* [Dataset records]:
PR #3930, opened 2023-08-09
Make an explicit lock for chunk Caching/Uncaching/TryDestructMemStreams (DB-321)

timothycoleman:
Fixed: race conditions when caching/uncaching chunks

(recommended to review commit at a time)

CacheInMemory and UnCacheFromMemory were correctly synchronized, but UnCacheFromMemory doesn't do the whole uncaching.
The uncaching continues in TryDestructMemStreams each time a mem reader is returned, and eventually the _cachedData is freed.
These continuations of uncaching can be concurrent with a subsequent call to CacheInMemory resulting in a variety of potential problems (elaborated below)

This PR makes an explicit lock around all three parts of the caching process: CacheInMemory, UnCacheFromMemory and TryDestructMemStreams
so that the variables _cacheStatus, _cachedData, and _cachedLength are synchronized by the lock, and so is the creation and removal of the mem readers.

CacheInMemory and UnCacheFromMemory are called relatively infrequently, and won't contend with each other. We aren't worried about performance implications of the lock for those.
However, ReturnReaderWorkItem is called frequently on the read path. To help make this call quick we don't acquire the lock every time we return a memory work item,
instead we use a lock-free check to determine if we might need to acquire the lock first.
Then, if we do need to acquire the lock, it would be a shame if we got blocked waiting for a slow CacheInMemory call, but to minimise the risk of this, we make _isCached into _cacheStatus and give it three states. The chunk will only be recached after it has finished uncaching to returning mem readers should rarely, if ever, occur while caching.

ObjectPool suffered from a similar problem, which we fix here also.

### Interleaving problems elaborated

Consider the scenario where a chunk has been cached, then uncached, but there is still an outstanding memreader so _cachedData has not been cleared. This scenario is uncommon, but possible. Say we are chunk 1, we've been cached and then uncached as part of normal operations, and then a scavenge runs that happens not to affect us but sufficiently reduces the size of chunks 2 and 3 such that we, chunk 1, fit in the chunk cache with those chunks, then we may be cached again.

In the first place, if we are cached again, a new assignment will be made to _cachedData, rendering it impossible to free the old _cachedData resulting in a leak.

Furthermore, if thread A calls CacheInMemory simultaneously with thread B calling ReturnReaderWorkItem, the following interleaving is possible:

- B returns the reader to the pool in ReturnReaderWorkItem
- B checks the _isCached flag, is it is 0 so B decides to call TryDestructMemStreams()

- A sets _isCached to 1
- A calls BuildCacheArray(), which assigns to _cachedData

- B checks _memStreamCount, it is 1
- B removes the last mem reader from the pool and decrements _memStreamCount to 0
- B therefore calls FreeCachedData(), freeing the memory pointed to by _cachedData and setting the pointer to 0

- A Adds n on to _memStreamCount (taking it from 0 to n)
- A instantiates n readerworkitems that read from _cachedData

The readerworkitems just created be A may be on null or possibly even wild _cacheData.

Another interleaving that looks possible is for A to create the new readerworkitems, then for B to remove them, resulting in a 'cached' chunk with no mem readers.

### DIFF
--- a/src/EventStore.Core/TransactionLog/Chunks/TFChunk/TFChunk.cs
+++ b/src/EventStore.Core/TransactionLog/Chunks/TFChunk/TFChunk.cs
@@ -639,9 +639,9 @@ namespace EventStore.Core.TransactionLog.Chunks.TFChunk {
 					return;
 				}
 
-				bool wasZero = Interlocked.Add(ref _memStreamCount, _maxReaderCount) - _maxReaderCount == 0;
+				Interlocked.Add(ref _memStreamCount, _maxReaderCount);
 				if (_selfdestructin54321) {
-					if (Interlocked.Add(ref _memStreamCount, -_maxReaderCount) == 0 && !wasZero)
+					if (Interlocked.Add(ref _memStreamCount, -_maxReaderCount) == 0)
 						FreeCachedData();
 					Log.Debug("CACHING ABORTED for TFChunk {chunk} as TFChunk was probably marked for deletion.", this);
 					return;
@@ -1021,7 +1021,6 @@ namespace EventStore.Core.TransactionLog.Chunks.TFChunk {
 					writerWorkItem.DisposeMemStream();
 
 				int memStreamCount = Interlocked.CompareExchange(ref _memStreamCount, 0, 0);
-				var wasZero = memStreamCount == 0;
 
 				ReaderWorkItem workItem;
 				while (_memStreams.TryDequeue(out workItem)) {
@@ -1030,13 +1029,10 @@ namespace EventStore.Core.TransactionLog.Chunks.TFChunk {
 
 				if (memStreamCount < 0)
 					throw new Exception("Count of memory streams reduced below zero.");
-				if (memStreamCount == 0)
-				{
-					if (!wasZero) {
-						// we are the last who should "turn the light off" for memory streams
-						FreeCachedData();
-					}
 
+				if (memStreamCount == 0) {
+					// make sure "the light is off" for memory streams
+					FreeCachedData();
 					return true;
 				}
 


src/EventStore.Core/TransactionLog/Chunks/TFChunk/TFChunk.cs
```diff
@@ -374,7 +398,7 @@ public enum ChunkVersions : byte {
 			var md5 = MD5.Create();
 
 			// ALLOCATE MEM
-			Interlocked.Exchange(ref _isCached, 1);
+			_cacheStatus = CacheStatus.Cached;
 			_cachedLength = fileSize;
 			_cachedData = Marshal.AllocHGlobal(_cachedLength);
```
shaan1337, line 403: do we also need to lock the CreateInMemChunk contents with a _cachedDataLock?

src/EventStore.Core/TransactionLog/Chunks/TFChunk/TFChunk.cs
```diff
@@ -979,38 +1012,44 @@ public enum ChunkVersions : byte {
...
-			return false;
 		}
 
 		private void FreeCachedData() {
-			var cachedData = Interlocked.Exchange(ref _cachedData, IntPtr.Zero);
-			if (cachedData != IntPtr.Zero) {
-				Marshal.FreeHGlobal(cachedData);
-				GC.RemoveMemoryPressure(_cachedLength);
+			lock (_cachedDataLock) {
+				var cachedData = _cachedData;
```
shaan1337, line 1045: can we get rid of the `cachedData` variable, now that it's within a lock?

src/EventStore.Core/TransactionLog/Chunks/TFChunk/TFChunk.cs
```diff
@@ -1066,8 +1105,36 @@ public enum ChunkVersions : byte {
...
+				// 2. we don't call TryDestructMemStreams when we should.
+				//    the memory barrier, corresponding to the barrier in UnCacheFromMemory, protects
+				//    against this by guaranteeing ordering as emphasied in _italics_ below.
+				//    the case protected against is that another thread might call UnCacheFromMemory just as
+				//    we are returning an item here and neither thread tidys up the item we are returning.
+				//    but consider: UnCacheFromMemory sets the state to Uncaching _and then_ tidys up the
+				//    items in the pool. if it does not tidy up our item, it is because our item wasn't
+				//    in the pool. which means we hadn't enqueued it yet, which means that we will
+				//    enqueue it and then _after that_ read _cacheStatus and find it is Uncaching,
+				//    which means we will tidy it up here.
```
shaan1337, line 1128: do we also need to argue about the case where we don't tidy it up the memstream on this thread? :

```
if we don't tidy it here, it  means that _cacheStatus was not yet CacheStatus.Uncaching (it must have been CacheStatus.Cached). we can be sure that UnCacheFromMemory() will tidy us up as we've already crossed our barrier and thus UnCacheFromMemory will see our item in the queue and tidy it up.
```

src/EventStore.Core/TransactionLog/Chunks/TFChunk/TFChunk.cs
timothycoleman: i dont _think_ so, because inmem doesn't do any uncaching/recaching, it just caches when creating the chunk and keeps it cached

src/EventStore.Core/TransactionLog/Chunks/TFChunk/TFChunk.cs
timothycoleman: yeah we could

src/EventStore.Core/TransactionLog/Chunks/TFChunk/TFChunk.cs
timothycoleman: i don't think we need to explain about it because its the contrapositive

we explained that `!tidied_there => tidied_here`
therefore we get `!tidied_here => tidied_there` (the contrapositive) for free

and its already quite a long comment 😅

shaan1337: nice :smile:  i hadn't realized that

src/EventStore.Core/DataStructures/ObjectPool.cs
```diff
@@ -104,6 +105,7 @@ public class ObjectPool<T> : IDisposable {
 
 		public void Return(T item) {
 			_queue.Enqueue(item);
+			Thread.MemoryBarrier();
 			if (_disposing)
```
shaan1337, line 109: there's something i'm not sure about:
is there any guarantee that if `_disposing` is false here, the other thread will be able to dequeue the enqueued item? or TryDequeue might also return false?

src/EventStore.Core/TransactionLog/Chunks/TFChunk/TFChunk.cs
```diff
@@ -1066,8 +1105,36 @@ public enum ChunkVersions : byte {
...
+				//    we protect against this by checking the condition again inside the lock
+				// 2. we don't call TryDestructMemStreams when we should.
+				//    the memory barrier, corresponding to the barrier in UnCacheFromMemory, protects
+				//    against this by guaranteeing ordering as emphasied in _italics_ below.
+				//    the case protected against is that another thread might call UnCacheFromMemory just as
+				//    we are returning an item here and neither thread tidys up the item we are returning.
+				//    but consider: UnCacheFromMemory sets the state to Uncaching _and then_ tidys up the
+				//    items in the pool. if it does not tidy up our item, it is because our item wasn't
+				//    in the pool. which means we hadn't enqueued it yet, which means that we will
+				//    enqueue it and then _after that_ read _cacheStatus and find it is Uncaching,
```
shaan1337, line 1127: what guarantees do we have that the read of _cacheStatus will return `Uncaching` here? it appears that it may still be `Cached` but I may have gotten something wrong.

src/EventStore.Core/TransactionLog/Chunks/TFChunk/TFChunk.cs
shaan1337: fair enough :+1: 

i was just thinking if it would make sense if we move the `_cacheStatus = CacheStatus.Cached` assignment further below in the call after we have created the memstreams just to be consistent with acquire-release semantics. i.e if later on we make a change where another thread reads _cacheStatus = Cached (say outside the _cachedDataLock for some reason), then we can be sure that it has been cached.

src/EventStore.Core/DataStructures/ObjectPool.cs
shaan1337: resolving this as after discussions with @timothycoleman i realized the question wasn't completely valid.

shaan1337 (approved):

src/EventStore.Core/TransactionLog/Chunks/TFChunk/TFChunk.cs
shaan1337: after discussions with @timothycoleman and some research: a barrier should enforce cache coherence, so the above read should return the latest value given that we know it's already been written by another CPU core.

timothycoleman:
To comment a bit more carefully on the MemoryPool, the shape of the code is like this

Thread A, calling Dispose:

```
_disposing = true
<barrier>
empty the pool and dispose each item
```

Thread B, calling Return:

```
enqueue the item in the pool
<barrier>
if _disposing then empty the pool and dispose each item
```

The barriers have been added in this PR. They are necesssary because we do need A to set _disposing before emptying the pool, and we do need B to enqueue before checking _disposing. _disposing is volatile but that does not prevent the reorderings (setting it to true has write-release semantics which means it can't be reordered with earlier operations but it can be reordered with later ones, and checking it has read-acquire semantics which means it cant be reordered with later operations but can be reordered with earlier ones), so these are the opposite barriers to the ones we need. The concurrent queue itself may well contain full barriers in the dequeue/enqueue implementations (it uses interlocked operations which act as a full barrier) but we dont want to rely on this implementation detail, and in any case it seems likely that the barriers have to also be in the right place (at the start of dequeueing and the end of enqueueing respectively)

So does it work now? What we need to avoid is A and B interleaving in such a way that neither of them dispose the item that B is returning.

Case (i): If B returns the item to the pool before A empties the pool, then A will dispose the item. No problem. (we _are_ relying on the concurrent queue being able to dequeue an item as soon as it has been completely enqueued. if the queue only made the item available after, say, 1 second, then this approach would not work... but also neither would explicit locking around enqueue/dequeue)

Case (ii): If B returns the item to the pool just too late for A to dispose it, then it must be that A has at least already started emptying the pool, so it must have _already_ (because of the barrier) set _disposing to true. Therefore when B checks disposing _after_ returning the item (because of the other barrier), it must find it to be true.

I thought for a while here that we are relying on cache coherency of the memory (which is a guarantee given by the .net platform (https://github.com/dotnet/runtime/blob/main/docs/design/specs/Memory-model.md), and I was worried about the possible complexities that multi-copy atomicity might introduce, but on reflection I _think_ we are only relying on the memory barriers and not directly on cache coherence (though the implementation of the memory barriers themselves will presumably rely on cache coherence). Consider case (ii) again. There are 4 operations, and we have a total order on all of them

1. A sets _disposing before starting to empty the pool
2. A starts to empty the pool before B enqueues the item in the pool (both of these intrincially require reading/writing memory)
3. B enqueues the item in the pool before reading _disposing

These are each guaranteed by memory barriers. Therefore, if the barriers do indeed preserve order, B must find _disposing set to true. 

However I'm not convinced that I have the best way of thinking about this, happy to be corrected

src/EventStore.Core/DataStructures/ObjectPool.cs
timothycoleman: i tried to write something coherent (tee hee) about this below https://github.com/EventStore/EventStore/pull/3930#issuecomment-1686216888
--
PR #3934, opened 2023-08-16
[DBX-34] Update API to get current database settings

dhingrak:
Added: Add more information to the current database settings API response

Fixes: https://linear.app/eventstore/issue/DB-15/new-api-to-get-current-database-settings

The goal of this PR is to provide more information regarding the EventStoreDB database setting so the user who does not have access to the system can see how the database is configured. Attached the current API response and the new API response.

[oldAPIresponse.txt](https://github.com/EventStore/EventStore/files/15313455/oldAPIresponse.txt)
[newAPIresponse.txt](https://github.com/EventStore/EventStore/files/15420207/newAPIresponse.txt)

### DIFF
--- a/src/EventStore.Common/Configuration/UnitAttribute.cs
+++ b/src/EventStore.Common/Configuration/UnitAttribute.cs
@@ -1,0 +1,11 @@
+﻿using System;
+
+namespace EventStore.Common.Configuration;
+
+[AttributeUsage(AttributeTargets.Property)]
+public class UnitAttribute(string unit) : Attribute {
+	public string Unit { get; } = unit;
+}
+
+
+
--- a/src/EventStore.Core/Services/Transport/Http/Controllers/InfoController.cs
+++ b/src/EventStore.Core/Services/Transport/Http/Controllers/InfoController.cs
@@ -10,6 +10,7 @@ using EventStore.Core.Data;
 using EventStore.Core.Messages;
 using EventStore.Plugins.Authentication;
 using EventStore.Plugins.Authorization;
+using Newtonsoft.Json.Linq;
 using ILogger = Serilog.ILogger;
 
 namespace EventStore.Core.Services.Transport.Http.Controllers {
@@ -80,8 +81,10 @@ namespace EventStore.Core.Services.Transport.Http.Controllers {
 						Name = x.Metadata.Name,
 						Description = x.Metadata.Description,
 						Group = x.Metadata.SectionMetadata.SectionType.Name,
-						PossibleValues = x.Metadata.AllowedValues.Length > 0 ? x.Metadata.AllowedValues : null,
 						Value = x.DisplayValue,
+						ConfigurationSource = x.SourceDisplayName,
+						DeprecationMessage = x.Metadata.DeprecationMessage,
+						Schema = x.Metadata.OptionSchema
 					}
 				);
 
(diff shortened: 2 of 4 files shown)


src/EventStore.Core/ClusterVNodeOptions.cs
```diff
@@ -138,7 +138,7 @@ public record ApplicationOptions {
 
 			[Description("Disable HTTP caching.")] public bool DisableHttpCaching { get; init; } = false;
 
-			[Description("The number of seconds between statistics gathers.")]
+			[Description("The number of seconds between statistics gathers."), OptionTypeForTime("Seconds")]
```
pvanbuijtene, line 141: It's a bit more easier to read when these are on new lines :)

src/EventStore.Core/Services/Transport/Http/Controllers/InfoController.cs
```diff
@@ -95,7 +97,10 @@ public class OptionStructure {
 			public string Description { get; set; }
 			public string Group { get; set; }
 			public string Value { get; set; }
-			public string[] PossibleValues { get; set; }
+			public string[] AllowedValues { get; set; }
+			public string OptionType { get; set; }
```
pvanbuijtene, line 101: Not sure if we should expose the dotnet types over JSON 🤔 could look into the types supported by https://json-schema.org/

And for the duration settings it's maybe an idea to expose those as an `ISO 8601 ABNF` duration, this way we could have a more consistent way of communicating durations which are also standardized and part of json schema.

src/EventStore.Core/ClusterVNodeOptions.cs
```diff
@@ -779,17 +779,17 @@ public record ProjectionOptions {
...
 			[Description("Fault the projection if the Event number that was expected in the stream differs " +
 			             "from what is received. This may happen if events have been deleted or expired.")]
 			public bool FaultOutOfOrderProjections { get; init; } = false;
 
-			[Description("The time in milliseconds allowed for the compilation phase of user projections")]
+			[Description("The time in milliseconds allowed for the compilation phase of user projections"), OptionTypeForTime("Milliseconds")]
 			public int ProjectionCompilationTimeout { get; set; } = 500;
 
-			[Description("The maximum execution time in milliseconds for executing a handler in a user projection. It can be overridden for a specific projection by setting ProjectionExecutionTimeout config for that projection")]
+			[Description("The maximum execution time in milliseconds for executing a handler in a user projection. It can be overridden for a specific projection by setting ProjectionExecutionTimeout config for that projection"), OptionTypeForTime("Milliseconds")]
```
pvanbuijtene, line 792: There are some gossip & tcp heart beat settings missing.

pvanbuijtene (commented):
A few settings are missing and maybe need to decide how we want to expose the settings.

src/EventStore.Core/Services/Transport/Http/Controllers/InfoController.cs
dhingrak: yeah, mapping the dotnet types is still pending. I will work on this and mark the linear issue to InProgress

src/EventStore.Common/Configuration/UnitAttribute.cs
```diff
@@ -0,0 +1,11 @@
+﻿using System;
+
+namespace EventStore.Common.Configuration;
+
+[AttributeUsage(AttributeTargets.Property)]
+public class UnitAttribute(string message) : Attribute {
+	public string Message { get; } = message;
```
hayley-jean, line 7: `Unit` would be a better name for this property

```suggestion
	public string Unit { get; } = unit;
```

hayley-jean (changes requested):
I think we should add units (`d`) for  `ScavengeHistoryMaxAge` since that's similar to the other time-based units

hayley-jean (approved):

* [Directions for this task]: Restate word for word the lines of the data above, starting at the line containing "PR #3930, opened 2023-08-09" and ending at the line containing "### Interleaving problems elaborated", both included, and nothing more.

* [Answer space]:
PR #3930, opened 2023-08-09
Make an explicit lock for chunk Caching/Uncaching/TryDestructMemStreams (DB-321)

timothycoleman:
Fixed: race conditions when caching/uncaching chunks

(recommended to review commit at a time)

CacheInMemory and UnCacheFromMemory were correctly synchronized, but UnCacheFromMemory doesn't do the whole uncaching.
The uncaching continues in TryDestructMemStreams each time a mem reader is returned, and eventually the _cachedData is freed.
These continuations of uncaching can be concurrent with a subsequent call to CacheInMemory resulting in a variety of potential problems (elaborated below)

This PR makes an explicit lock around all three parts of the caching process: CacheInMemory, UnCacheFromMemory and TryDestructMemStreams
so that the variables _cacheStatus, _cachedData, and _cachedLength are synchronized by the lock, and so is the creation and removal of the mem readers.

CacheInMemory and UnCacheFromMemory are called relatively infrequently, and won't contend with each other. We aren't worried about performance implications of the lock for those.
However, ReturnReaderWorkItem is called frequently on the read path. To help make this call quick we don't acquire the lock every time we return a memory work item,
instead we use a lock-free check to determine if we might need to acquire the lock first.
Then, if we do need to acquire the lock, it would be a shame if we got blocked waiting for a slow CacheInMemory call, but to minimise the risk of this, we make _isCached into _cacheStatus and give it three states. The chunk will only be recached after it has finished uncaching to returning mem readers should rarely, if ever, occur while caching.

ObjectPool suffered from a similar problem, which we fix here also.

### Interleaving problems elaborated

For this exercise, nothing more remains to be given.